Data entries

***

Issue #4285, opened 2017-05-10
Metricbeat Kafka module does not publish consumergroup metrics (Cluster mode)


rahuljoshitaulia:
**Test setup:**

1. Setup a kafka and zookeeper cluster for HA using 3 kafka nodes and 3 zookeeper nodes. Apache open source documentation is available on their website on how to set this up. Use latest kafka version. Make sure kafka is configured to store offsets on kafka broker and not on zookeeper. 
2. Install metricbeat 5.3.2 on each kafka node
3. Configure each metricbeat installation to collect`partition` and `consumergroup` metricsets. Send metrics to elastic search. turn on debug logging in the metricbeats configuration for *
4. Setup Logstash server to produce and consume from the kafka server. Produce to 1 one topic with 10 partitions and and startup 4 consumer groups consuming from that topic. You will have to change the logstash configuration provided below to use the parameter `bootstrap_servers => "server1,server2,server3"` so that logstash connects to the cluster.  

Sample logstash configuration for producer:
```
input {
  generator {}
}

filter {
  sleep {
    time => "1"
    every => 1000
  }
}

output {
  kafka {
    client_id => "lsp"
    topic_id => "test1"
  }
}
```
Sample logstash configuration for consumer:
```
input {
  kafka {
    group_id => "lsc1"
    topics => "test1"
  }
  kafka {
    group_id => "lsc2"
    topics => "test1"
  }
  kafka {
    group_id => "lsc3"
    topics => "test1"
  }
  kafka {
    group_id => "lsc4"
    topics => "test1"
  }
  kafka {
    group_id => "lsc5"
    topics => "test1"
  }
}

output {
  null {}
}
```

**Test Results:**
You will notice in the metricbeats logs that you are receiving events for the `partition` metricset but not for the `consumergroup` metricset. 

For a more detailed discussion of this issue you can check the following thread on the forum:
https://discuss.elastic.co/t/metricbeat-kafka-module-consumergroup-metric-set-does-not-report-metrics/83623

ruflin:
Thanks a lot for the detailed steps on how to reproduce it.

luckb008:
@ruflin Hi Nicolas. Do you have any ideas when this bug will be fixed?

huangchaosuper:
we get the same problem

oleksandrtub:
Got the same problem when updated Kafka cluster from 0.10.0.1 to 0.10.2.1 and reporting of consumer metrics stopped

[...]

PR #5880, opened 2017-12-14
metricbeat: fix the `consumergroup` of kafka module incorrectly work

wangdisdu:
The `consumergroup` fetch offset info by sending `OffsetFetch` request to Kafka.
But the `topic` and `partition` parameters missed in the sent `OffsetFetch` request.
These parameters is required, and kafka will do not response anything if they are missed.

This is Kafka protocol guide: http://kafka.apache.org/protocol.html#The_Messages_OffsetFetch

### DIFF
--- a/metricbeat/module/kafka/consumergroup/query.go
+++ b/metricbeat/module/kafka/consumergroup/query.go
@@ -1,8 +1,6 @@
 package consumergroup
 
 import (
-	"sync"
-
 	"github.com/Shopify/sarama"
 
 	"github.com/elastic/beats/libbeat/common"
@@ -13,7 +11,7 @@ import (
 type client interface {
 	ListGroups() ([]string, error)
 	DescribeGroups(group []string) (map[string]kafka.GroupDescription, error)
-	FetchGroupOffsets(group string) (*sarama.OffsetFetchResponse, error)
+	FetchGroupOffsets(group string, partitions map[string][]int32) (*sarama.OffsetFetchResponse, error)
 }
 
 func fetchGroupInfo(
@@ -22,9 +20,10 @@ func fetchGroupInfo(
 	groupsFilter, topicsFilter func(string) bool,
 ) error {
 	type result struct {
-		err   error
-		group string
-		off   *sarama.OffsetFetchResponse
+		err    error
+		group  string
+		assign map[string]map[int32]groupAssignment
+		off    *sarama.OffsetFetchResponse
 	}
 
 	groups, err := listGroups(b, groupsFilter)
@@ -38,51 +37,64 @@ func fetchGroupInfo(
 
 	debugf("known consumer groups: ", groups)
 
-	wg := sync.WaitGroup{}
-	results := make(chan result, len(groups))
-	for _, group := range groups {
-		group := group
+	assignments, err := fetchGroupAssignments(b, groups)
+	if err != nil {
+		logp.Err("failed to fetch kafka group assignments: %v", err)
+		return err
+	}
+	if len(assignments) == 0 {
+		return nil
+	}
 
-		wg.Add(1)
-		go func() {
-			defer wg.Done()
-			resp, err := fetchGroupOffset(b, group, topicsFilter)
+	results := make(chan result)
+	waiting := 0
+	for group, topics := range assignments {
+		// generate the map topic to partitions
+		queryTopics := make(map[string][]int32)
+		for topic, partitions := range topics {
+			if topicsFilter != nil && !topicsFilter(topic) {
+				continue
+			}
+
+			// copy partition ids
+			count := len(partitions)
+			if count == 0 {
+				continue
+			}
+
+			ids, i := make([]int32, count), 0
+			for partition := range partitions {
+				ids[i], i = partition, i+1
+			}
+			queryTopics[topic] = ids
+		}
+
+		if len(queryTopics) == 0 {
+			continue
+		}
+
+		// fetch group offset
+		waiting++
+		go func(group string, partitions map[string][]int32, assign map[string]map[int32]groupAssignment) {
+			resp, err := fetchGroupOffset(b, group, partitions)
 			if err != nil {
 				logp.Err("failed to fetch '%v' group offset: %v", group, err)
 			}
-			results <- result{err, group, resp}
-		}()
+			results <- result{err, group, assign, resp}
+		}(group, queryTopics, topics)
 	}
 
-	go func() {
-		wg.Wait()
-		close(results)
-	}()
-
-	assignments, err := fetchGroupAssignments(b, groups)
-	if err != nil {
-		// wait for workers to stop and drop results
-		for range results {
+	for waiting > 0 {
+		ret := <-results
+		waiting--
+		if ret.err != nil && err == nil {
+			err = ret.err
+		}
+		if err != nil {
+			continue
 		}
 
-		return err
-	}
-
-	for ret := range results {
-		if err := ret.err; err != nil {
-			// wait for workers to stop and drop results
-			for range results {
-			}
-			return err
-		}
-
-		asgnGroup := assignments[ret.group]
 		for topic, partitions := range ret.off.Blocks {
-			var asgnTopic map[int32]groupAssignment
-			if asgnGroup != nil {
-				asgnTopic = asgnGroup[topic]
-			}
-
 			for partition, info := range partitions {
 				event := common.MapStr{
 					"id":        ret.group,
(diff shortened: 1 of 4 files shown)


ruflin:
@wangdisdu Just wanted to let you know that we saw the PR. As @urso was thinking already a bit about how to fix Kafka I'm hoping he can have a look at it.

metricbeat/module/kafka/consumergroup/query.go
```diff
@@ -38,51 +39,55 @@ func fetchGroupInfo(
...
+
 	wg := sync.WaitGroup{}
-	results := make(chan result, len(groups))
-	for _, group := range groups {
-		group := group
+	results := make(chan result, len(assignments))
+
+	waiting := 0
+	for group, topics := range assignments {
+		_partitions := make(map[string][]int32)
```
urso: no underscore please.

in beats codebase we prefer to use make/new only if there is not other syntax pattern. Use

```
partitions = map[string][]int32{}
```

How about (reduce key lookups and appends/alloc to slice):

```
  queryTopics := map[string][]int32{}
  for topic, partitions := range topics {
    if topicFilter != nil && !topicFilter(topic) {
      continue
    }

    // copy partition ids
    ids, i := make([]int32, len(partitions)), 0
    for partition := range partitions {
      ids[i], i = partition, i+1
    }
    queryTopics[topic] = ids
  }

  if len(queryTopics) == 0 {
    continue
  }
 
  ...
```

metricbeat/module/kafka/consumergroup/query.go
```diff
@@ -38,51 +39,55 @@ func fetchGroupInfo(
...
+		for topic, partitions := range topics {
+			if topicsFilter == nil || topicsFilter(topic) {
+				for partitionID := range partitions {
+					if _, ok := _partitions[topic]; !ok {
+						_partitions[topic] = make([]int32, 0)
+					}
```
urso: This if-clause is not required. `_partitions[topic]` returns `nil`, if topic is not known. `append(([]int32)(nil), value)` returns a new `[]int32{value}`.

metricbeat/module/kafka/consumergroup/query.go
```diff
@@ -38,51 +39,55 @@ func fetchGroupInfo(
...
+	}
+	if len(assignments) == 0 {
+		return nil
+	}
+
 	wg := sync.WaitGroup{}
-	results := make(chan result, len(groups))
-	for _, group := range groups {
-		group := group
+	results := make(chan result, len(assignments))
```
urso: As the loop collecting data does not wait for wg.Wait anymore, but through all results, the wg is not really required anymore. We can even introduce an unbuffered channel `make(chan result)` now.

metricbeat/module/kafka/consumergroup/query.go
```diff
@@ -38,51 +39,55 @@ func fetchGroupInfo(
...
-		if err := ret.err; err != nil {
-			// wait for workers to stop and drop results
-			for range results {
-			}
-			return err
+	for waiting > 0 {
+		ret := <-results
+		waiting--
+		if ret.err != nil {
+			continue
```
urso: originally we did return an error -> we still want to return the first error we encounter
```
for waiting > 0 {
  ret := <- results
  waiting--
  if ret.err != nil {
    if err == nil {
      err = ret.err
    }
    continue
  }

  ...
}
if err != nil {
  return err
}

```

wangdisdu:
Hi @ruflin @urso Thanks for your reviewed. I hava adjusted the code:
1.  removed unecessary waitgroup
2. change underscore variable name
3. optimalize the

metricbeat/module/kafka/consumergroup/query.go
wangdisdu: fixed

metricbeat/module/kafka/consumergroup/query.go
wangdisdu: fixed

metricbeat/module/kafka/consumergroup/query.go
wangdisdu: fixed: optimalized the code generate partition array

wangdisdu: fixed: return the error if has

metricbeat/module/kafka/consumergroup/query.go
wangdisdu: fixed: return the error if has

metricbeat/module/kafka/consumergroup/query.go
```diff
@@ -38,51 +37,64 @@ func fetchGroupInfo(
...
-			for range results {
+	for waiting > 0 {
+		ret := <-results
+		waiting--
+		if ret.err != nil {
+			if err == nil {
+				err = ret.err
 			}
-			return err
+			continue
```
urso: we can stop processing data after having seen an error by doing this:

```
for waiting > 0 {
  ret := <-results
  waiting--
  if ret.err != nil && err == nil {
    err = ret.err
  }
  if err != nil {
    continue
  }
}
```

This will keep the waiting loop alive, assign the first `ret.err` only, but also stop processing any further results (results are discarded anyways).

urso:
> And For the issue: some consumergroup state being held by another kafka broker. I do not think it is an issue. Because the metricbeat will collect consumergroup info only from configed kafka host. If someone want collect all info, he need to config all kafka host in config file.

This might still be a problem. The consumergroup needs to correlate data, which are potentially distributed between different kafka nodes. Problem is, the metricsets in metricbeat are fully isolated. That is, even if you configure all brokers, the metricsets are running in isolation per broker -> can not correlated meta-data distributed on different brokers.

See related ticket: #4285 
The discuss forums discussion linked in the ticket contains quite some more details.

metricbeat/module/kafka/consumergroup/query.go
wangdisdu: @urso I fix it.

wangdisdu:
@urso Yes, you are right. It might be a problem. I'll puzzle over the problem, and create a new PR base on this PR in the future if it is really a problem.

wangdisdu:
@urso Hi, I found out that it is not a problem. 
> The offsets for a given consumer group are maintained by a specific broker called the group coordinator.  Link [kafka protocol guide](https://cwiki.apache.org/confluence/display/KAFKA/A+Guide+To+The+Kafka+Protocol#AGuideToTheKafkaProtocol-GroupCoordinatorRequest)

We get the group list from a specific coordinator broker first, and can fetch all offsets info from it.
And I test and verify it on kafka 0.10.2.

urso:
@wangdisdu Cool. how many kafka brokers have you used? Did you use one central metricbeat, or one per host? Normally we recommend installing metricbeat on each host and configure metricbeat kafka module to connect to `localhost` broker only (metricbeat matches the meta-data with the hostname to figure out the actual brokers name from the metadata response). With having one metricbeat instance per host, we can also collect CPU/memory/disk usage on this host as well. Even though state is distributed between kafka nodes, each metricbeat will collect a subset of the overall kafka cluster state.

PR look good to me. Can you add a changelog about fixing the OffsetFetch request?

wangdisdu:
@urso For test kafka metricset, I build a kafka cluster with 3 brokers. 
For produce test data, I use standard java kafka client to produce and consume message.
I test metricbeat on per broker by configing local host ip (same as `localhost`).

wangdisdu:
@ruflin Will this PR be merged? So I can do more thing base on it, like batching requests together for efficiency.

urso:
@wangdisdu how many partitions and consumer groups did you use. The ticket I mentioned uses 10 partitions and 3 consumer groups, as sometimes for less consumer groups we could see all data. Only adding more groups/partitions to the picture to show us some missing consumer groups data.

urso:
Merged the PR. Thank  you for taking the time to work on this long outstanding issue. Your help is highly appreciated ;)

wangdisdu:
@urso It working well even if add more groups. I test and verify it:

-  I create topic `wd-test-mb-cg` with config 10 partitions and 2 peplication factors
-  I use 3 consumer groups to fetch message from  topic `wd-test-mb-cg`
-  I checked the data info is not missing
-  I increase count of consumer groups to 25 to fetch message from  topic `wd-test-mb-cg`
-  I checked the data info is not missing

ruflin:
@wangdisdu I can only double down on what @urso said. We really appreciate your work here and being patient with us to get the changes in. ❤️

npredey:
Which version of metricbeat is this available on and will it work with Elasticsearch 5.3? Thanks.

ruflin:
This is part of the 6.3 release.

***

- [Activity] Give the number of lines in the data above that include the word "each", with no other words.

- [Answer space] 3